In the early days of the web, CGI scripts provided the only way of
generating dynamic web pages.
Environment variables
In Windows, Mac OS, and Unix systems, information is passed
to a process through a set of environment variables.
For example, the PATH used by the command line
interpreter specifies the directories to search for a command.

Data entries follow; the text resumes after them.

PR #8442, opened 2026-07-02
[CI Optimization] Integrate Scalpel for affected-module test skipping

### LINKED ISSUE #8440: Integrate Scalpel for affected-module test skipping in CI
## Problem

Any Java file change triggers ALL 7 unit test shards, even when the change only affects a single module (e.g., `serdes/kafka/avro-serde/`). This wastes CI time running storage tests, REST tests, and other unrelated test suites.

## Proposal

Integrate [Scalpel](https://github.com/maveniverse/scalpel) (v0.3.7) as a Maven core extension. Scalpel analyzes git diffs against the POM dependency graph to determine which modules are affected by a PR's changes, then skips tests on unaffected modules.

### How it works
- Reads `GITHUB_BASE_REF` (set by GitHub Actions on PRs) to determine comparison branch
- Walks the Maven dependency graph for transitive impact analysis
- `skip-tests` mode: compiles all modules, skips tests on unaffected ones
- No mapping files to maintain — fully dynamic from POM structure
- `failSafe=true`: falls back to full build on any error
- **No-op on local dev** (no CI env vars) and **no-op on push to main** (no base ref)

### Safety
- `ci/disable-scalpel` PR label for manual override
- Push to main always runs full tests
- Integration tests excluded (they use `-Dgroups`, not module-level filtering)

### Expected impact
- PR touching `serdes/` only: ~39 minutes saved (6 app shards skip tests)
- PR touching `app/src/`: minimal savings (app is affected)
- PR touching `common/`: no savings (everything depends on common)
- **Average: 30-60% fewer test modules per PR**

### Prior art
Quarkus migrated from GIB to Scalpel (PR quarkusio/quarkus#65830). Apache Camel is also integrating Scalpel.

paoloantinori:
## Summary

- Integrate [Scalpel](https://github.com/maveniverse/scalpel) v0.3.7 as a Maven core extension
- Skips unit tests on modules unaffected by PR changes, based on git diff + POM dependency graph
- No static mapping files — fully dynamic, zero maintenance
- Safety: `failSafe=true` (falls back to full build on error), `ci/disable-scalpel` PR label override

## How it works

Scalpel reads `GITHUB_BASE_REF` (set by GitHub Actions on PRs), diffs against the base branch, maps changed files to Maven modules, and walks the dependency graph for transitive impacts. In `skip-tests` mode, all modules compile but tests only run on affected modules.

| Context | Behavior |
|---------|----------|
| **Unit test shards** | Scalpel active — skips tests on unaffected modules |
| **Build/integration/CLI/operator** | Scalpel disabled — need full builds |
| **Push to main** | No-op (no `GITHUB_BASE_REF`) — full build |
| **Local dev** | No-op (no CI env vars) — zero interference |

## Expected impact

| Change scope | Estimated savings |
|-------------|-------------------|
| `serdes/` only | ~39 min (6 app shards skip tests) |
| `app/src/` | Minimal (app is affected) |
| `common/` | None (everything depends on common) |
| **Average** | **30-60% fewer test modules per PR** |

## Prior art

Quarkus migrated from GIB to Scalpel ([PR #65830](https://github.com/quarkusio/quarkus/pull/65830)). Apache Camel is also integrating Scalpel.

Closes #8440

## Test plan

- [ ] Scalpel logs appear in unit test shard Maven output (`[INFO] Scalpel X.Y.Z activated`)
- [ ] Build step has `scalpel.enabled=false` → builds all modules
- [ ] Unit test shards show skipped tests for modules unaffected by this PR's changes
- [ ] `ci/disable-scalpel` label disables Scalpel when applied
- [ ] No test regressions

### DIFF
--- a/.github/workflows/verify-unit-tests.yaml
+++ b/.github/workflows/verify-unit-tests.yaml
@@ -10,10 +10,10 @@ on:
         type: string
         required: true
         description: 'Build artifact identifier (commit SHA)'
-      scalpel-disabled:
+      scalpel-enabled:
         type: string
         default: 'false'
-        description: 'Set to true to disable Scalpel affected-module detection'
+        description: 'Set to true to enable Scalpel affected-module detection'
 
 permissions:
   contents: read
@@ -91,7 +91,7 @@ jobs:
           # -Daether.syncContext.named.factory=noop: prevent Maven 3.9+ resolver lock deadlocks under -T
           ./mvnw verify \
             --no-transfer-progress \
-            ${{ inputs.scalpel-disabled != 'true' && '-Dscalpel.enabled=true' || '' }} \
+            ${{ inputs.scalpel-enabled == 'true' && '-Dscalpel.enabled=true' || '' }} \
             -Pprod ${{ matrix.shard.modules }} \
             ${{ matrix.shard.test-filter }} \
             -Dsurefire.failIfNoSpecifiedTests=false \
--- a/.github/workflows/verify-unit-tests.yaml
+++ b/.github/workflows/verify-unit-tests.yaml
@@ -10,6 +10,10 @@ on:
         type: string
         required: true
         description: 'Build artifact identifier (commit SHA)'
+      scalpel-disabled:
+        type: string
+        default: 'false'
+        description: 'Set to true to disable Scalpel affected-module detection'
 
 permissions:
   contents: read
@@ -53,6 +57,8 @@ jobs:
     steps:
       - name: Checkout Code
         uses: actions/checkout@9c091bb21b7c1c1d1991bb908d89e4e9dddfe3e0 # v7
+        with:
+          fetch-depth: 0
 
       - name: Set up JDK ${{ inputs.java-version }}
         uses: actions/setup-java@0f481fcb613427c0f801b606911222b5b6f3083a # v5
@@ -84,6 +90,7 @@ jobs:
           # -Daether.syncContext.named.factory=noop: prevent Maven 3.9+ resolver lock deadlocks under -T
           ./mvnw verify \
             --no-transfer-progress \
+            ${{ inputs.scalpel-disabled == 'true' && '-Dscalpel.enabled=false' || '' }} \
             -Pprod ${{ matrix.shard.modules }} \
             ${{ matrix.shard.test-filter }} \
             -Dsurefire.failIfNoSpecifiedTests=false \
--- a/.github/workflows/verify-unit-tests.yaml
+++ b/.github/workflows/verify-unit-tests.yaml
@@ -58,8 +58,8 @@ jobs:
       - name: Checkout Code
         uses: actions/checkout@9c091bb21b7c1c1d1991bb908d89e4e9dddfe3e0 # v7
         with:
-          # Full history required for Scalpel to compute git diff against base branch
-          fetch-depth: 0
+          # Full history only needed when Scalpel is enabled (git diff against base branch)
+          fetch-depth: ${{ inputs.scalpel-enabled == 'true' && 0 || 1 }}
 
       - name: Set up JDK ${{ inputs.java-version }}
         uses: actions/setup-java@0f481fcb613427c0f801b606911222b5b6f3083a # v5
--- a/.github/workflows/verify-unit-tests.yaml
+++ b/.github/workflows/verify-unit-tests.yaml
@@ -90,7 +90,7 @@ jobs:
           # -Daether.syncContext.named.factory=noop: prevent Maven 3.9+ resolver lock deadlocks under -T
           ./mvnw verify \
             --no-transfer-progress \
-            ${{ inputs.scalpel-disabled == 'true' && '-Dscalpel.enabled=false' || '' }} \
+            ${{ inputs.scalpel-disabled != 'true' && '-Dscalpel.enabled=true' || '' }} \
             -Pprod ${{ matrix.shard.modules }} \
             ${{ matrix.shard.test-filter }} \
             -Dsurefire.failIfNoSpecifiedTests=false \
--- a/.github/workflows/verify-unit-tests.yaml
+++ b/.github/workflows/verify-unit-tests.yaml
@@ -58,6 +58,7 @@ jobs:
       - name: Checkout Code
         uses: actions/checkout@9c091bb21b7c1c1d1991bb908d89e4e9dddfe3e0 # v7
         with:
+          # Full history required for Scalpel to compute git diff against base branch
           fetch-depth: 0
 
       - name: Set up JDK ${{ inputs.java-version }}
--- a/.github/workflows/verify.yaml
+++ b/.github/workflows/verify.yaml
@@ -35,7 +35,7 @@ jobs:
       run-cli: ${{ steps.decide.outputs.run-cli }}
       run-go-sdk-freshness: ${{ steps.decide.outputs.run-go-sdk-freshness }}
       run-operator: ${{ steps.decide.outputs.run-operator }}
-      scalpel-disabled: ${{ steps.decide.outputs.scalpel-disabled }}
+      scalpel-enabled: ${{ steps.decide.outputs.scalpel-enabled }}
     steps:
       - name: Checkout Code
         uses: actions/checkout@9c091bb21b7c1c1d1991bb908d89e4e9dddfe3e0 # v7
@@ -119,7 +119,7 @@ jobs:
                 for out in run-build run-unit-tests run-integration run-extras run-sdk run-cli run-operator run-go-sdk-freshness; do
                   echo "$out=false" >> "$GITHUB_OUTPUT"
                 done
-                echo "scalpel-disabled=false" >> "$GITHUB_OUTPUT"
+                echo "scalpel-enabled=false" >> "$GITHUB_OUTPUT"
                 exit 0
               fi
             fi
@@ -138,7 +138,7 @@ jobs:
               for out in run-build run-unit-tests run-integration run-extras run-sdk run-cli run-operator run-go-sdk-freshness; do
                 echo "$out=false" >> "$GITHUB_OUTPUT"
               done
-              echo "scalpel-disabled=false" >> "$GITHUB_OUTPUT"
+              echo "scalpel-enabled=false" >> "$GITHUB_OUTPUT"
               exit 0
             fi
 
@@ -205,9 +205,9 @@ jobs:
 
           # Scalpel (affected-module detection) can be disabled via PR label
           if [ "$EVENT" != "push" ] && has_label "ci/disable-scalpel"; then
-            echo "scalpel-disabled=true" >> "$GITHUB_OUTPUT"
+            echo "scalpel-enabled=false" >> "$GITHUB_OUTPUT"
           else
-            echo "scalpel-disabled=false" >> "$GITHUB_OUTPUT"
+            echo "scalpel-enabled=true" >> "$GITHUB_OUTPUT"
           fi
 
       - name: Save decision summary
@@ -224,7 +224,7 @@ jobs:
             "run-cli": "${{ steps.decide.outputs.run-cli }}",
             "run-operator": "${{ steps.decide.outputs.run-operator }}",
             "run-go-sdk-freshness": "${{ steps.decide.outputs.run-go-sdk-freshness }}",
-            "scalpel-disabled": "${{ steps.decide.outputs.scalpel-disabled }}"
+            "scalpel-enabled": "${{ steps.decide.outputs.scalpel-enabled }}"
           }
           ARTIFACT_EOF
           cat > /tmp/verify-changes.json << 'ARTIFACT_EOF'
@@ -311,7 +311,7 @@ jobs:
     uses: ./.github/workflows/verify-unit-tests.yaml
     with:
       image-tag: ${{ github.sha }}
-      scalpel-enabled: ${{ needs.decide.outputs.scalpel-disabled != 'true' && 'true' || 'false' }}
+      scalpel-enabled: ${{ needs.decide.outputs.scalpel-enabled }}
 
   # ============================================================================
   # CLI Verification
--- a/.github/workflows/verify.yaml
+++ b/.github/workflows/verify.yaml
@@ -294,6 +294,23 @@ jobs:
       scalpel-disabled: ${{ needs.decide.outputs.scalpel-disabled }}
 
   # ============================================================================
+  # Unit Tests — Scalpel Shadow (evaluation mode)
+  #
+  # Runs the same unit test shards with Scalpel ENABLED to compare results
+  # against the control group (unit-tests). Not in the Verification Gate —
+  # failures here don't block PRs. Remove this once the team is confident
+  # in Scalpel's accuracy and switches over.
+  # ============================================================================
+  unit-tests-scalpel:
+    name: Unit Tests (Scalpel)
+    needs: [decide, build]
+    if: needs.decide.outputs.run-unit-tests == 'true'
+    uses: ./.github/workflows/verify-unit-tests.yaml
+    with:
+      image-tag: ${{ github.sha }}
+      scalpel-disabled: 'false'
+
+  # ============================================================================
   # CLI Verification
   # ============================================================================
   cli-verify:
--- a/.github/workflows/verify.yaml
+++ b/.github/workflows/verify.yaml
@@ -223,7 +223,8 @@ jobs:
             "run-sdk": "${{ steps.decide.outputs.run-sdk }}",
             "run-cli": "${{ steps.decide.outputs.run-cli }}",
             "run-operator": "${{ steps.decide.outputs.run-operator }}",
-            "run-go-sdk-freshness": "${{ steps.decide.outputs.run-go-sdk-freshness }}"
+            "run-go-sdk-freshness": "${{ steps.decide.outputs.run-go-sdk-freshness }}",
+            "scalpel-disabled": "${{ steps.decide.outputs.scalpel-disabled }}"
           }
           ARTIFACT_EOF
           cat > /tmp/verify-changes.json << 'ARTIFACT_EOF'
@@ -291,7 +292,7 @@ jobs:
     uses: ./.github/workflows/verify-unit-tests.yaml
     with:
       image-tag: ${{ github.sha }}
-      scalpel-disabled: ${{ needs.decide.outputs.scalpel-disabled }}
+      scalpel-enabled: 'false'
 
   # ============================================================================
   # Unit Tests — Scalpel Shadow (evaluation mode)
@@ -300,15 +301,17 @@ jobs:
   # against the control group (unit-tests). Not in the Verification Gate —
   # failures here don't block PRs. Remove this once the team is confident
   # in Scalpel's accuracy and switches over.
+  # PR-only: on push-to-main Scalpel is a no-op (no GITHUB_BASE_REF), so
+  # running both groups would just double CI cost with identical results.
   # ============================================================================
   unit-tests-scalpel:
     name: Unit Tests (Scalpel)
     needs: [decide, build]
-    if: needs.decide.outputs.run-unit-tests == 'true'
+    if: needs.decide.outputs.run-unit-tests == 'true' && github.event_name == 'pull_request'
     uses: ./.github/workflows/verify-unit-tests.yaml
     with:
       image-tag: ${{ github.sha }}
-      scalpel-disabled: 'false'
+      scalpel-enabled: ${{ needs.decide.outputs.scalpel-disabled != 'true' && 'true' || 'false' }}
 
   # ============================================================================
   # CLI Verification
--- a/.github/workflows/verify.yaml
+++ b/.github/workflows/verify.yaml
@@ -35,6 +35,7 @@ jobs:
       run-cli: ${{ steps.decide.outputs.run-cli }}
       run-go-sdk-freshness: ${{ steps.decide.outputs.run-go-sdk-freshness }}
       run-operator: ${{ steps.decide.outputs.run-operator }}
+      scalpel-disabled: ${{ steps.decide.outputs.scalpel-disabled }}
     steps:
       - name: Checkout Code
         uses: actions/checkout@9c091bb21b7c1c1d1991bb908d89e4e9dddfe3e0 # v7
@@ -115,9 +116,10 @@ jobs:
               LABEL='${{ github.event.label.name }}'
               if [[ "$LABEL" != lifecycle/* ]]; then
                 echo "lifecycle-ready=skip" >> "$GITHUB_OUTPUT"
-                for out in run-build run-unit-tests run-integration run-extras run-sdk run-cli run-operator; do
+                for out in run-build run-unit-tests run-integration run-extras run-sdk run-cli run-operator run-go-sdk-freshness; do
                   echo "$out=false" >> "$GITHUB_OUTPUT"
                 done
+                echo "scalpel-disabled=false" >> "$GITHUB_OUTPUT"
                 exit 0
               fi
             fi
@@ -136,6 +138,7 @@ jobs:
               for out in run-build run-unit-tests run-integration run-extras run-sdk run-cli run-operator run-go-sdk-freshness; do
                 echo "$out=false" >> "$GITHUB_OUTPUT"
               done
+              echo "scalpel-disabled=false" >> "$GITHUB_OUTPUT"
               exit 0
             fi
 
@@ -199,6 +202,13 @@ jobs:
           decide run-cli         "$run_full"  "$CLI"
           decide run-operator   "$run_full"  "$IS_PUSH" "$OPERATOR" "$CI_OPERATOR"
           decide run-go-sdk-freshness "$run_smoke" "$GO_SDK_GEN" "$CI"
+
+          # Scalpel (affected-module detection) can be disabled via PR label
+          if [ "$EVENT" != "push" ] && has_label "ci/disable-scalpel"; then
+            echo "scalpel-disabled=true" >> "$GITHUB_OUTPUT"
+          else
+            echo "scalpel-disabled=false" >> "$GITHUB_OUTPUT"
+          fi
 
       - name: Save decision summary
         if: github.event_name == 'pull_request' && steps.decide.outputs.lifecycle-ready != 'skip'
@@ -281,6 +291,7 @@ jobs:
     uses: ./.github/workflows/verify-unit-tests.yaml
     with:
       image-tag: ${{ github.sha }}
+      scalpel-disabled: ${{ needs.decide.outputs.scalpel-disabled }}
 
   # ============================================================================
   # CLI Verification
--- a/.mvn/extensions.xml
+++ b/.mvn/extensions.xml
@@ -1,8 +1,6 @@
 <?xml version="1.0" encoding="UTF-8"?>
-<!-- Core extensions load in ALL Maven invocations (local dev, CI, releases).
-     Scalpel is disabled by default in maven.config; only CI unit test shards
-     enable it. When disabled, Scalpel initializes but performs no reactor changes.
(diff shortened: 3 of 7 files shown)


paoloantinori:
## Local Stress Testing Results

Ran 8 edge-case tests locally to validate Scalpel behavior against our module dependency graph.

### Test Results

| # | Scenario | Changed | Tested | Skipped | Result |
|---|----------|---------|--------|---------|--------|
| 1 | `.mvn/**` change | .mvn/extensions.xml | **41/41** (full) | 0 | ✅ `fullBuildTriggers` correctly forces full build |
| 2 | `serdes/kafka/avro-serde/` only | 1 file | **2/41** | 39 | ✅ Only avro-serde + app (test-scope dependent) |
| 3 | `common/` change | 1 file | **30/41** | 11 | ✅ Correctly skips java-sdk, config-index (no common dependency) |
| 4 | `app/src/` only | 1 file | **1/41** | 40 | ✅ app is a leaf module, no downstream dependents |
| 5 | `pom.xml` comment-only | 1 file | **0/41** (no-op) | 41 | ✅ Semantic POM analysis: comments don't affect modules |
| 6 | `pom.xml` version property bump | jackson-dataformat-yaml | **22/41** | 19 | ✅ Traces property through dependencyManagement correctly |
| 7 | `-Dscalpel.enabled=false` | any | **41/41** (disabled) | 0 | ✅ Override works |
| 8 | `-Dtest=` filter + Scalpel | serdes change, app-sql shard | app tests **ran** | — | ⚠️ See note below |

### Key Finding: app has test-scope dependencies on serdes

`app/pom.xml` depends on `avro-serde-kafka` (and other serdes modules) in `<scope>test</scope>`. Scalpel correctly identifies `app` as a dependent — so a serdes-only change still triggers app tests across all 6 app shards.

**Impact on expected savings:**
- ~~39 minutes saved for serdes-only PRs~~ → app shards still run
- **Primary savings**: non-app shard (serdes-only PRs skip non-serdes modules within that shard)
- **Best savings**: java-sdk-only or config-index-only changes (these don't affect app at all)
- **Biggest win**: app-only changes → testing 1/41 modules, skipping 40

### Scalpel Semantic POM Analysis

One surprising result: a pom.xml change that only adds an XML comment produces "No modules affected" — Scalpel semantically parses POM changes and ignores non-functional modifications. A version property change correctly traces through `dependencyManagement` to find all transitively affected modules.

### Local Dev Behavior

The behaviour of many programs are affected by the
environment variables. The java interpreter
uses the CLASSPATH variable to control the directories
and zip files that are searched for class files when running a
java program.
The java.lang.System
class provides
the getenv
static method to access
a process's environment.
The entire environment can be accessed with the
static Map<String,String> getenv()
method.
Printing the environment
The environment of a Java program can be printed with:
import java.util.Map;
import java.util.Set;
public class PrintEnv {
public static void main( String[] args ) {
Map<String,String> env = System.getenv();
Set<String> set = env.keySet();
for ( String n : set ) {
System.out.println( n + "=" + env.get(n) );
}
}
}
CGI Environment variables
- SERVER_NAME
-
contains the name of the host.
An IP address can also be used to name the host.
- SERVER_PORT
-
contains the port number of the web server.
- REQUEST_METHOD
-
contains the HTTP method. The method is usually GET or POST.
- PATH_INFO
-
contains the part of the URL after the part that references
the CGI script.
- SCRIPT_NAME
-
contains the part of the URL that references the CGI script.
- QUERY_STRING
-
contains only the query string part of the URL, the
string after the '?' character.
- REMOTE_ADDR
-
contains the IP number of the client.
- HTTP_USER_AGENT
-
contains the name of the web browser making the request.
- CONTENT_TYPE
-
contains the type of data found in the standard input.
- CONTENT_LENGTH
-
contains the number of bytes in the standard input.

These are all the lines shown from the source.